For 15 years internet companies have been waging a war against any kind of laws that establish properties and permissions for digital things. Every attempt to do so has been bitterly fought. It’s the one constant in Silicon Valley’s battles against the copyright industries. The fight has crippled the traditional, historical partnership between technology and creators that benefited everyone. But it has also had an awful unintended consequence: it has weakened our ability to establish the clear property rights we need to protect our privacy.

When, in February, the EU tentatively suggested rules based on the principle that people own their own data, and this property right includes exclusivity (“the right to be forgotten”) – guess who was firing all guns against it? Facebook and Google… At Davos, Google chairman Eric Schmidt said the EU proposal would “break the internet”.

Just this week the UK government caused a huge privacy storm when it floated the idea of making internet companies keep a record of all personal communications on the the internet. While it argued that it wanted to store “traffic” data, not the contents of communications, little would be exempt: emails, blog comments, Tweets and Facebook Likes.

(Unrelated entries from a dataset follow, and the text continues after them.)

PR #4142, opened 2022-05-23
ElementUtilities performance optimization.

### LINKED ISSUE #4140: java completion slow
### Apache NetBeans version

Apache NetBeans 13

### What happened

Java completion is very slow with large classes due to a poor choice of algorithm selected to filter out scope visibility.

### How to reproduce

Create a class with a moderately large number of static constants or functions (>1000), import it elsewhere using a wildcard.  Try to do any completion action that might match.  It typically takes hundreds of milliseconds to show the completion window and even longer to dismiss it when you choose something (gc?).

I hit it with a vulkan binding i'm working on which puts the 3000 odd constants in a single class.

No

### Operating System

multiple systems, slackware64-current, gentoo

### JDK

openjdk 18.0.1 from openjdk.net

### Apache NetBeans packaging

### Anything else

see: https://issues.apache.org/jira/browse/NETBEANS-6504

Sorry for now i'm not willing to fork and submit a pull request through this platform, but see the potential fixes I attached to jira if you're so inclined.

No

### Code of Conduct

Yes

mbien:
fixes #4140

`ElementUtilities.getMembers()`, `getLocalMembersAndVars()`, `getLocalVars()` and `getGlobalTypes()` performance optimization.
 - optimization was contributed by @notzed, see NETBEANS-6504 or #4140
 - only minor changes were made from the proposed patch

This significantly improves auto completion performance on types with thousands of fields. 
example: https://github.com/apache/netbeans/issues/4140#issuecomment-1134414691 completion takes several seconds to show up before patch, after patch it shows up instantly.

Since `ElementUtilites` has many usages across NetBeans, this could potentially improve performance in other places too.

First commit is the interesting one, other is cleanup. I added tests and made sure they were green before and after patch. Its already squashed in the first commit.

baseline before optimization:
completion_baseline

lets see if tests are green

https://user-images.githubusercontent.com/114367/176787320-6026f789-7721-4c6e-bb5a-1f18dc1ff9a8.mp4

### DIFF
--- a/java/java.lsp.server/test/unit/src/org/netbeans/modules/java/lsp/server/protocol/ServerTest.java
+++ b/java/java.lsp.server/test/unit/src/org/netbeans/modules/java/lsp/server/protocol/ServerTest.java
@@ -3234,7 +3234,12 @@ public class ServerTest extends NbTestCase {
 
             @Override
             public CompletableFuture<List<QuickPickItem>> showQuickPick(ShowQuickPickParams params) {
-                return CompletableFuture.completedFuture(params.getItems().size() > 2 ? params.getItems().subList(0, 2) : params.getItems());
+                List<QuickPickItem> selection = params.getItems().stream()
+                        .filter((i) -> i.getLabel().equals("f1.chars(): IntStream") || i.getLabel().equals("f1.codePoints(): IntStream"))
+                        .sorted((i1, i2) -> i1.getLabel().compareTo(i2.getLabel()))
+                        .collect(Collectors.toList());
+                assertEquals(2, selection.size());
+                return CompletableFuture.completedFuture(selection);
             }
 
             @Override
--- a/java/java.source.base/src/org/netbeans/api/java/source/ElementUtilities.java
+++ b/java/java.source.base/src/org/netbeans/api/java/source/ElementUtilities.java
@@ -20,7 +20,6 @@ package org.netbeans.api.java.source;
 
 import com.sun.source.tree.CompilationUnitTree;
 import com.sun.source.tree.Scope;
-import com.sun.source.util.DocTrees;
 import com.sun.source.util.TreePath;
 import com.sun.source.util.Trees;
 import com.sun.tools.javac.api.JavacScope;
@@ -32,7 +31,6 @@ import com.sun.tools.javac.code.Source;
 import com.sun.tools.javac.code.Symbol;
 import com.sun.tools.javac.code.Symbol.ClassSymbol;
 import com.sun.tools.javac.code.Symbol.MethodSymbol;
-import com.sun.tools.javac.code.Symbol.PackageSymbol;
 import com.sun.tools.javac.code.Symbol.TypeSymbol;
 import com.sun.tools.javac.code.Symbol.VarSymbol;
 import com.sun.tools.javac.code.Symtab;
@@ -217,7 +215,7 @@ public final class ElementUtilities {
      * @see Elements#getAllMembers
      */
     public Iterable<? extends Element> getMembers(TypeMirror type, ElementAcceptor acceptor) {
-        ArrayList<Element> members = new ArrayList<Element>();
+        Map<String, List<Element>> members = new HashMap<>();
         if (type != null) {
             Elements elements = JavacElements.instance(ctx);
             Types types = JavacTypes.instance(ctx);
@@ -229,18 +227,19 @@ public final class ElementUtilities {
                     if (te == null) break;
                     for (Element member : elements.getAllMembers(te)) {
                         if (acceptor == null || acceptor.accept(member, type)) {
-                            if (!isHidden(member, members, elements, types))
-                                members.add(member);
+                            addIfNotHidden(member, members, elements, types);
                         }
                     }
                     if (te.getKind().isClass() || te.getKind().isInterface() && SourceLevelUtils.allowDefaultMethods(Source.instance(ctx))) {
                         VarSymbol thisPseudoMember = new VarSymbol(Flags.FINAL | Flags.HASINIT, Names.instance(ctx)._this, (ClassType)te.asType(), (ClassSymbol)te);
-                        if (acceptor == null || acceptor.accept(thisPseudoMember, type))
-                            members.add(thisPseudoMember);
+                        if (acceptor == null || acceptor.accept(thisPseudoMember, type)) {
+                            addAlways(thisPseudoMember, members);
+                        }
                         if (te.getSuperclass().getKind() == TypeKind.DECLARED) {
                             VarSymbol superPseudoMember = new VarSymbol(Flags.FINAL | Flags.HASINIT, Names.instance(ctx)._super, (ClassType)te.getSuperclass(), (ClassSymbol)te);
-                            if (acceptor == null || acceptor.accept(superPseudoMember, type))
-                                members.add(superPseudoMember);
+                            if (acceptor == null || acceptor.accept(superPseudoMember, type)) {
+                                addAlways(superPseudoMember, members);
+                            }
                         }
                     }
                 case BOOLEAN:
@@ -256,24 +255,27 @@ public final class ElementUtilities {
                     com.sun.tools.javac.util.List<Type> typeargs = com.sun.tools.javac.util.List.of((Type)type);
                     t = new ClassType(t.getEnclosingType(), typeargs, t.tsym);
                     Element classPseudoMember = new VarSymbol(Flags.STATIC | Flags.PUBLIC | Flags.FINAL, Names.instance(ctx)._class, t, ((Type)type).tsym);
-                    if (acceptor == null || acceptor.accept(classPseudoMember, type))
-                        members.add(classPseudoMember);
+                    if (acceptor == null || acceptor.accept(classPseudoMember, type)) {
+                        addAlways(classPseudoMember, members);
+                    }
                     break;
                 case ARRAY:
                     for (Element member : elements.getAllMembers((TypeElement)((Type)type).tsym)) {
-                        if (acceptor == null || acceptor.accept(member, type))
-                            members.add(member);
+                        if (acceptor == null || acceptor.accept(member, type)) {
+                            addAlways(member, members);
+                        }
                     }
                     t = Symtab.instance(ctx).classType;
                     typeargs = com.sun.tools.javac.util.List.of((Type)type);
                     t = new ClassType(t.getEnclosingType(), typeargs, t.tsym);
                     classPseudoMember = new VarSymbol(Flags.STATIC | Flags.PUBLIC | Flags.FINAL, Names.instance(ctx)._class, t, ((Type)type).tsym);
-                    if (acceptor == null || acceptor.accept(classPseudoMember, type))
-                        members.add(classPseudoMember);
+                    if (acceptor == null || acceptor.accept(classPseudoMember, type)) {
+                        addAlways(classPseudoMember, members);
+                    }
                     break;
             }
         }
-        return members;
+        return flattenMembers(members);
     }
     
     /**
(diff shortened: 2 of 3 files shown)


mbien:
@notzed I would like to add you as author to the commit, which email address should I add?

mbien:
i can't stabilize travis, some debugging gonna be required. Unfortunately thats the CI job of unreliable tests, so we can't exclude that the performance improvement itself is causing this due to different timing.

```
-------------------
org.netbeans.modules.java.lsp.server.protocol.ServerTest
      failed: testSourceActionDelegateMethod
---
org.netbeans.modules.java.lsp.server.explorer.ProjectViewTest
      errored: testEmptyInterimPackageRemoved
org.netbeans.modules.java.lsp.server.protocol.ServerTest
      errored: testDidOpenPreservesLines
---
org.netbeans.modules.java.lsp.server.explorer.ProjectViewTest
      failed: testCreatedPeerFileAppears

org.netbeans.modules.java.lsp.server.protocol.ServerTest
      failed: testSourceActionDelegateMethod
---
org.netbeans.modules.java.lsp.server.explorer.ProjectViewTest
      errored: testEmptyInterimPackageRemoved
org.netbeans.modules.java.lsp.server.protocol.ServerTest
      failed: testSourceActionDelegateMethod
---
org.netbeans.modules.java.lsp.server.explorer.ProjectViewTest
      errored: testEmptyInterimPackageRemoved
org.netbeans.modules.java.lsp.server.protocol.ServerTest
      failed: testSourceActionDelegateMethod
---
org.netbeans.modules.java.lsp.server.protocol.ServerTest
      failed: testSourceActionDelegateMethod

Suite: org.netbeans.modules.java.lsp.server.protocol.ServerTest
      testSourceActionDelegateMethod FAILED :  expected:&lt;2&gt; but was:&lt;1&gt;
          junit.framework.AssertionFailedError: expected:&lt;2&gt; but was:&lt;1&gt;
          	at org.netbeans.modules.java.lsp.server.protocol.ServerTest.testSourceActionDelegateMethod(ServerTest.java:3257)
          	at java.lang.Thread.run(Thread.java:748)

```

notzed:
Michael Zucchi <notzed@gmail.com> would probably be best.  Sorry I haven't gotten back to you I was busy chasing up some other tech problems plus a lot of anxiety issues atm.

Thanks for getting this in, interested to see the post-patch flame graph.

java/java.source.base/test/unit/src/org/netbeans/api/java/source/ElementUtilitiesTest.java
```diff
@@ -530,4 +536,42 @@ private void handleDecl() {
...
+
+            List<String> good = Arrays.asList("getClass()",
+                    "hashCode()", "equals(java.lang.Object)", "clone()", "toString()", "notify()",
+                    "notifyAll()", "wait(long)", "wait(long,int)", "wait()", "finalize()", "A()",
+                    "FIELD1", "FIELD2", "run()", "this", "super", "class");
+            assertEquals(good.size(), list.size());
+            assertTrue(list.containsAll(good));
+
+        }, true);
+    }
```
mbien, line 574: hi @jlahoda I don't want to steal your time from doing record patterns :) But would this be a good template to test `ElementUtilities.getMembers()`? Compiler phase RESOLVED is the correct phase?

A LSP test fails after this optimization here is applied and those methods are not directly tested as far as I see. I want to reproduce it in a proper test instead of going through the high level `ServerTest.testSourceActionDelegateMethod` (i also have to rebuild everything to make the LSP code pick the changes up which is annoying/time consuming)

java/java.lsp.server/test/unit/src/org/netbeans/modules/java/lsp/server/protocol/ServerTest.java
```diff
@@ -3228,7 +3228,12 @@ public CompletableFuture<ApplyWorkspaceEditResponse> applyEdit(ApplyWorkspaceEdi
 
             @Override
             public CompletableFuture<List<QuickPickItem>> showQuickPick(ShowQuickPickParams params) {
-                return CompletableFuture.completedFuture(params.getItems().size() > 2 ? params.getItems().subList(0, 2) : params.getItems());
+                List<QuickPickItem> selection = params.getItems().stream()
+                        .filter((i) -> i.getLabel().equals("f1.chars(): IntStream") || i.getLabel().equals("f1.codePoints(): IntStream"))
+                        .sorted((i1, i2) -> i1.getLabel().compareTo(i2.getLabel()))
+                        .collect(Collectors.toList());
+                assertEquals(2, selection.size());
+                return CompletableFuture.completedFuture(selection);
```
mbien, line 3236: Hi @sdedic, I have a question.
`ServerTest.testSourceActionDelegateMethod()` assumes that the items are served in a certain order. This PR here however adds an optimization which would return a random order due to the fact that `ElementUtilities.getMembers()` uses HashMaps internally.

The problem is that I don't know the requirements.
 - is it ok to change this test
 - or does getMembers() have to return a certain order
 - or does the LSP code have to sort the results somewhere, so the correct way would be to revert this test and fix it in LSP code

interestingly this was the only test which fails. NB itself does display the choices in the same sorted order as before too.

mbien:
> `Michael Zucchi <notzed@gmail.com>` would probably be best. Sorry I haven't gotten back to you I was busy chasing up some other tech problems plus a lot of anxiety issues atm.

@notzed added you as co-author. No worries there is no hurry, the next release is far away.

> Thanks for getting this in, interested to see the post-patch flame graph.

I actually tried to do this already. The problem is that your optimization is too fast :) I use async-profiler, which is a sampling profiler. To get good flame graphs I probably have to increase sample rate or trigger it via an agent instead of from CLI.

I believe this here is 99% done. Only have to clear up how/where to solve the sorting issue (if its an issue in the first place).

java/java.lsp.server/test/unit/src/org/netbeans/modules/java/lsp/server/protocol/ServerTest.java
sdedic: @mbien AFAIK `ElementUtilities.getMembers` is typed as List (= ordered) and so it is javac's `Elements.getAllMembers` this one relies on. Javac internally uses something (ScopeImpl) that seems like LinkedHashMap so iteration happens in the insert order = lexical order.

notzed: insert order == lexical order ... doesn't make a lot of sense.  lexical order != scope order != insert order.  it's easy enough to change it to use a linked hashtable I suppose - it's what i was going to use until i saw the already existing insertifnotpresent function that used a plain hashtable. it always sorts alphabetically for presentation anyway, but the scope order for identical names has not changed.

sdedic: @notzed sorry, I don't understand - what `insertifnotpresent` ?

mbien: I don't think `List` strongly implies ordered (the non-javac `ElementUtilities` returns Iterable btw).

We have to figure out what order it is supposed to be and then write it down in the doc so that nobody has to guess again :)

Further if we decide that the order is important, we have to add a test for this. Its not good that one single high level test which is completely unrelated to the given utility methods fails, everything else is green - including a working IDE.

If we decide that the order is not important, either the test has to be fixed as proposed here, or the LSP code has to sort things somewhere to make the test work.

would be good to have input from @jlahoda for this but I completely understand if he can't since he is busy with language JEPs.

mbien: @sdedic @notzed I switched to LinkedHashMap since this might make it easier to integrate this without doing more research. Completion is still as fast as before far as I can tell.

@sdedic should we keep the change in `ServerTest` or should I revert it (I reverted it for now just to proof that everything is working like before). Assuming everything is green - would be great if you could review this PR, or maybe you know someone who would want to review this :)

would be good to merge this some time soon so that it gets some testing in before release if there are no concerns.

sdedic: Please keep the changes in the test. The importance of the order **is not mentioned** in the Javadoc anywhere and as you noted, E.U.  returns `Iterable` = no guarantees. It's good not to break the de-facto behaviour (`LinkedHashMap`), but the test should stick to the API.

mbien: @sdedic understood. Travis is green which indicates that the LinkedMaps work, going to remove the revert-commit again, so that the ServerTest changes are restored.

mbien:
> BTW the usage of `LinkedHashMap` does not entirely preserve the orignal order. Originally, elements that were not `isHidden` accumulated in a list in the order of element encounter. Now, **simpleName** order is preserved, but since Elements are assigned into individual named buckets, the relative order of (i.e.) 2nd or later references to names `foo` and `bar` may change their relative positions in the final result.

Yes, thats why I was reluctant to use a linked map right away. We would have to use two data structures, one List like in the original version, and the Map from the new version just for the visibility checks. Only the list is returned. I hope this would work without much overhead - but having redundant data structures is always ugly. I wished this wouldn't be needed and we could just return the list in any order :)

mbien:
@sdedic last commit is the dual collection proposal. The list is used to collect the results, maintaining the order as they occur, the map only for the algorithm. its a bit hacky though and someone reading the code will probably not know what is going on there.

Whether to keep the last two commits or not is a decision the compiler gurus have to make. (Performance wise its fine)

I could add comments etc to explain what is happening there for devs reading the code in future.

notzed:
Oh dear, this is disappointing if this is what ends up going in.

mbien:
> Oh dear, this is disappointing if this is what ends up going in.

@notzed tbh it turned out better than anticipated. See it this way: the original version flattened the map as last step. This version flattens the map element by element in every step before that and simply returns the list once done.

@sdedic @jlahoda would you be ok with this approach? Btw I added a clip which shows the performance difference.

mbien:
@sdedic @matthiasblaesing any reasons not to merge this? Feature freeze is in one week, we should not wait till the last minute.

java/java.source.base/src/org/netbeans/api/java/source/ElementUtilities.java
```diff
@@ -365,86 +370,97 @@ public Iterable<? extends Element> getMembers(TypeMirror type, ElementAcceptor a
...
+        List<Element> namedMembers = members.get(name);
+        if (namedMembers == null) {
+            namedMembers = new ArrayList<>();
+            members.put(name, namedMembers);
+        }
+        if (list != null) {
+            list.add(element);
         }
-    };
+        namedMembers.add(element);
```
matthiasblaesing, line 384: nitpick - lines 376-380+384 could be replaced with:

```java
members.computeIfAbsent(name, (e) -> new ArrayList<>()).add(element);
```

matthiasblaesing (approved):
I did not seen anything obviously wrong, I left an inline comment with a nitpick. I assume you tested it manually and it really improves performance, then lets get this in.

java/java.source.base/src/org/netbeans/api/java/source/ElementUtilities.java
mbien: @matthiasblaesing thanks for taking a look. It is quite difficult to get reviewers in summer :)

good idea. Will try to get this in. This would improve readability I agree.

mbien:
ready to merge (without further squashing) once everything is green again.

I squashed the LinkedHashMap commit and added some comments. If we ever decide that the return order does in fact not matter, we can simply revert dd2fd7dec9e1b924db73e145149c49b8f356ced6 since its standalone.

mbien:
all green. merging.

And more alarmingly, this trove of information would be casually available to busybodies. In 2010 alone, public authorities submitted 552,000 requests for communications data under RIPA. We’ve already seen how local councils, for example, initiate surveillance operations using the Act.

RIPA is intended to prevent “serious crimes”, requiring necessity and proportionality. But councils have used it to tackle “serious crimes” such as smoking, and putting recycling in the wrong bag. Some even boast about it. The new store of electronic communications would add to the data available to them. It’s a huge intrusion by the state into business that isn’t its own.

At the same time, Facebook and Google operate their own global data collection systems, hoarding huge amounts of personal data. And this is merely the start. The regression models that Facebook and Google use to predict consumer behaviour for advertisers are exactly what law enforcement agencies dream can be put to use to predict crime or ‘deviant’ behaviour. In a 2012 rewrite of Philip K Dick’s Minority Report, the “Pre Crime Division” will not require mutants floating in tanks – just software.

Privacy is not a luxury, or an optional extra – a world without privacy raises all kinds of ethical issues, and everyday judgements made about us.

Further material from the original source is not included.